REQUIRED WORK:
All of the data below is to be output without alteration.

DATA SHOWN:
☆ ☆ ☆ ☆ ☆ ☆ ☆
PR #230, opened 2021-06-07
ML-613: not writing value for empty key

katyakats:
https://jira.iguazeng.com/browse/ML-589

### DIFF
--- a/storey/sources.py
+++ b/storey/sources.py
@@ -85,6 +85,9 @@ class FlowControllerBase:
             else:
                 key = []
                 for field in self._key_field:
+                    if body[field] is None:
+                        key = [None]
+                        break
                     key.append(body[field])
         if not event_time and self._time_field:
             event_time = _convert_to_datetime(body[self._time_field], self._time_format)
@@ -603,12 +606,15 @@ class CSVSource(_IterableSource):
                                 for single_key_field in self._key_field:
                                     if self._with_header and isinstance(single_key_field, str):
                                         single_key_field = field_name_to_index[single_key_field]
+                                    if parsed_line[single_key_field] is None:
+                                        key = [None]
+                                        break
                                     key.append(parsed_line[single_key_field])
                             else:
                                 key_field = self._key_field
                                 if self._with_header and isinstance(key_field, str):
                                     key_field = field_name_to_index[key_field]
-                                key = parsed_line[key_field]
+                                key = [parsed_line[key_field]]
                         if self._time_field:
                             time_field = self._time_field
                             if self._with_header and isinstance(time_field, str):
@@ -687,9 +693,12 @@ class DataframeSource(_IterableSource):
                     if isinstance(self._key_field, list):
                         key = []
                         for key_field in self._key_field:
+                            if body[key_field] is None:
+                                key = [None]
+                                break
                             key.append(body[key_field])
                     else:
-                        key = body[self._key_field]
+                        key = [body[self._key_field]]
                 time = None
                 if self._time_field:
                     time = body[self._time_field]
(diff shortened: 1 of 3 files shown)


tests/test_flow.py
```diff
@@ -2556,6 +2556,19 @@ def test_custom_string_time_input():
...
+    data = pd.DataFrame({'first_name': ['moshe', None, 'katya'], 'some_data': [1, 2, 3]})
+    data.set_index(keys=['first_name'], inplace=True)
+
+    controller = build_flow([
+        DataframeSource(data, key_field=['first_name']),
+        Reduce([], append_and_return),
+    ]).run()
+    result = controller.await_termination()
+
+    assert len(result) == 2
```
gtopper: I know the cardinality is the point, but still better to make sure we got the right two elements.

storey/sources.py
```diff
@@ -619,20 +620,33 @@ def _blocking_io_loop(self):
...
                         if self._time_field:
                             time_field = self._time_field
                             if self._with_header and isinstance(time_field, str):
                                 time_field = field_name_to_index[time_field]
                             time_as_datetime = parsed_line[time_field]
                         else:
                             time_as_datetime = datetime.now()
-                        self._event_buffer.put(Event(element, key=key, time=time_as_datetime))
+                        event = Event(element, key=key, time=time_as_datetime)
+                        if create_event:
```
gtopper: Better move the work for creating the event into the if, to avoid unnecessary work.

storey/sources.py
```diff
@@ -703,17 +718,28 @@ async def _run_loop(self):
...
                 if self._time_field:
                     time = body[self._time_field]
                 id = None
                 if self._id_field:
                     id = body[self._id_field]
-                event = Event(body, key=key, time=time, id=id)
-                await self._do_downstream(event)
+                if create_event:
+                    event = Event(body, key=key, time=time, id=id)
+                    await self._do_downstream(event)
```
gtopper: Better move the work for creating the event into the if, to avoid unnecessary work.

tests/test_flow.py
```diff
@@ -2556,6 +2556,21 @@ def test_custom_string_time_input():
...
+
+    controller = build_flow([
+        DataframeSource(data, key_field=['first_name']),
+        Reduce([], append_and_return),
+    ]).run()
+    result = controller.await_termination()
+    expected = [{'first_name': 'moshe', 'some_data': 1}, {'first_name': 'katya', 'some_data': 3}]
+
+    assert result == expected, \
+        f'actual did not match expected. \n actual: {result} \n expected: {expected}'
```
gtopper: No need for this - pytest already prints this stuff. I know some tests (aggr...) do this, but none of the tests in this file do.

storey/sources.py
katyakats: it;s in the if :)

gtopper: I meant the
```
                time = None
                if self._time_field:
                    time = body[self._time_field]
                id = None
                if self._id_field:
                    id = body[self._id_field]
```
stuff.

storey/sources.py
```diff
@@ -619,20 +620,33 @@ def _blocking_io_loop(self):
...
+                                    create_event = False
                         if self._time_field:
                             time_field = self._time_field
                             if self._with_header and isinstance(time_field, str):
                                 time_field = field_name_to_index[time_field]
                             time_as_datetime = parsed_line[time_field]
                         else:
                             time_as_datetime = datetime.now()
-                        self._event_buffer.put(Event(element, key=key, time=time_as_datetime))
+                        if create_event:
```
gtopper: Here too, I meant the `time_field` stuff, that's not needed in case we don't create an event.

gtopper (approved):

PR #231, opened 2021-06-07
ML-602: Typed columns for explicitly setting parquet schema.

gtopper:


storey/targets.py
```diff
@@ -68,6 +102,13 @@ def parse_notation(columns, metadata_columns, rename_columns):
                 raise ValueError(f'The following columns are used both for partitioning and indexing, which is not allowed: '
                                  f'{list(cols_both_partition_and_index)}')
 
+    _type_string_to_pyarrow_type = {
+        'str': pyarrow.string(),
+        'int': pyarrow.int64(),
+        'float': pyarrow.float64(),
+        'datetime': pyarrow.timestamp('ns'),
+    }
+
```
☆ ☆ ☆ ☆ ☆ ☆ ☆
ANSWER SPACE:
PR #230, opened 2021-06-07
ML-613: not writing value for empty key

katyakats:
https://jira.iguazeng.com/browse/ML-589

### DIFF
--- a/storey/sources.py
+++ b/storey/sources.py
@@ -85,6 +85,9 @@ class FlowControllerBase:
             else:
                 key = []
                 for field in self._key_field:
+                    if body[field] is None:
+                        key = [None]
+                        break
                     key.append(body[field])
         if not event_time and self._time_field:
             event_time = _convert_to_datetime(body[self._time_field], self._time_format)
@@ -603,12 +606,15 @@ class CSVSource(_IterableSource):
                                 for single_key_field in self._key_field:
                                     if self._with_header and isinstance(single_key_field, str):
                                         single_key_field = field_name_to_index[single_key_field]
+                                    if parsed_line[single_key_field] is None:
+                                        key = [None]
+                                        break
                                     key.append(parsed_line[single_key_field])
                             else:
                                 key_field = self._key_field
                                 if self._with_header and isinstance(key_field, str):
                                     key_field = field_name_to_index[key_field]
-                                key = parsed_line[key_field]
+                                key = [parsed_line[key_field]]
                         if self._time_field:
                             time_field = self._time_field
                             if self._with_header and isinstance(time_field, str):
@@ -687,9 +693,12 @@ class DataframeSource(_IterableSource):
                     if isinstance(self._key_field, list):
                         key = []
                         for key_field in self._key_field:
+                            if body[key_field] is None:
+                                key = [None]
+                                break
                             key.append(body[key_field])
                     else:
-                        key = body[self._key_field]
+                        key = [body[self._key_field]]
                 time = None
                 if self._time_field:
                     time = body[self._time_field]
(diff shortened: 1 of 3 files shown)


tests/test_flow.py
```diff
@@ -2556,6 +2556,19 @@ def test_custom_string_time_input():
...
+    data = pd.DataFrame({'first_name': ['moshe', None, 'katya'], 'some_data': [1, 2, 3]})
+    data.set_index(keys=['first_name'], inplace=True)
+
+    controller = build_flow([
+        DataframeSource(data, key_field=['first_name']),
+        Reduce([], append_and_return),
+    ]).run()
+    result = controller.await_termination()
+
+    assert len(result) == 2
```
gtopper: I know the cardinality is the point, but still better to make sure we got the right two elements.

storey/sources.py
```diff
@@ -619,20 +620,33 @@ def _blocking_io_loop(self):
...
                         if self._time_field:
                             time_field = self._time_field
                             if self._with_header and isinstance(time_field, str):
                                 time_field = field_name_to_index[time_field]
                             time_as_datetime = parsed_line[time_field]
                         else:
                             time_as_datetime = datetime.now()
-                        self._event_buffer.put(Event(element, key=key, time=time_as_datetime))
+                        event = Event(element, key=key, time=time_as_datetime)
+                        if create_event:
```
gtopper: Better move the work for creating the event into the if, to avoid unnecessary work.

storey/sources.py
```diff
@@ -703,17 +718,28 @@ async def _run_loop(self):
...
                 if self._time_field:
                     time = body[self._time_field]
                 id = None
                 if self._id_field:
                     id = body[self._id_field]
-                event = Event(body, key=key, time=time, id=id)
-                await self._do_downstream(event)
+                if create_event:
+                    event = Event(body, key=key, time=time, id=id)
+                    await self._do_downstream(event)
```
gtopper: Better move the work for creating the event into the if, to avoid unnecessary work.

tests/test_flow.py
```diff
@@ -2556,6 +2556,21 @@ def test_custom_string_time_input():
...
+
+    controller = build_flow([
+        DataframeSource(data, key_field=['first_name']),
+        Reduce([], append_and_return),
+    ]).run()
+    result = controller.await_termination()
+    expected = [{'first_name': 'moshe', 'some_data': 1}, {'first_name': 'katya', 'some_data': 3}]
+
+    assert result == expected, \
+        f'actual did not match expected. \n actual: {result} \n expected: {expected}'
```
gtopper: No need for this - pytest already prints this stuff. I know some tests (aggr...) do this, but none of the tests in this file do.

storey/sources.py
katyakats: it;s in the if :)

gtopper: I meant the
```
                time = None
                if self._time_field:
                    time = body[self._time_field]
                id = None
                if self._id_field:
                    id = body[self._id_field]
```
stuff.

storey/sources.py
```diff
@@ -619,20 +620,33 @@ def _blocking_io_loop(self):
...
+                                    create_event = False
                         if self._time_field:
                             time_field = self._time_field
                             if self._with_header and isinstance(time_field, str):
                                 time_field = field_name_to_index[time_field]
                             time_as_datetime = parsed_line[time_field]
                         else:
                             time_as_datetime = datetime.now()
-                        self._event_buffer.put(Event(element, key=key, time=time_as_datetime))
+                        if create_event:
```
gtopper: Here too, I meant the `time_field` stuff, that's not needed in case we don't create an event.

gtopper (approved):

PR #231, opened 2021-06-07
ML-602: Typed columns for explicitly setting parquet schema.

gtopper:


storey/targets.py
```diff
@@ -68,6 +102,13 @@ def parse_notation(columns, metadata_columns, rename_columns):
                 raise ValueError(f'The following columns are used both for partitioning and indexing, which is not allowed: '
                                  f'{list(cols_both_partition_and_index)}')
 
+    _type_string_to_pyarrow_type = {
+        'str': pyarrow.string(),
+        'int': pyarrow.int64(),
+        'float': pyarrow.float64(),
+        'datetime': pyarrow.timestamp('ns'),
+    }
+
```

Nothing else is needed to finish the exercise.